Hmmm, my math skills are a little weak, so maybe somebody can do the work for me. With 11 starters, and say 10 substitutes. What is the possible number of player combinations that can be used.
"TheEngineer" wrote:
It's a bit more complicated than you'd might think.
Firstly you need to establish what positions the substitutes play.
Let's start with an easy example:
3 starters on a team, each person has a backup.
Let a denote the first person, b denote the second, c denote the third, d = a's backup, e = b's backup, f = c's backup.
So we could have starters from a pool of abc, abf, aec, dbc, dec, dbf, aef, def = 8 possibilities.
This is a pool of 6 in total number where we choose three 3 starters from a binomial.

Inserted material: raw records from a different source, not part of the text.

PR #7495, opened 2025-02-13
feat: display the reading time in a formatted for the locale

okuryu:
## Description

The display of the reading time for each page is currently based on the assumption that the page is in English. This change makes the Intl API is used to display the reading time in a format appropriate for the locale of the translated language.

### Check List

### DIFF
--- a/apps/site/components/withMetaBar.tsx
+++ b/apps/site/components/withMetaBar.tsx
@@ -20,6 +20,10 @@ const WithMetaBar: FC = () => {
   const lastUpdated = frontmatter.date
     ? formatter.dateTime(new Date(frontmatter.date), DEFAULT_DATE_FORMAT)
     : undefined;
+  const readingTimeText = formatter.number(Math.round(readingTime.minutes), {
+    style: 'unit',
+    unit: 'minute',
+  });
 
   const usernames =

Hence 2^3 = 8.
For 20 players, e.g. 10 positions with 2 players each, from a pool of 20 selections, we get 2^10 = 1024 (the lone starter always remains a starter and hence doesn't affect the number of combinations).
Since you can blitz any number of people, for a given starting 11, you can blitz from 1 up to 11 people. This is the sum of 11C1 + 11C2 ... up to 11C11 = 2047 blitzing combinations per starting 11. Since there are 1024 possible starting 11s, 1024 * 2047 = 2,096,128 possible blitzing combinations.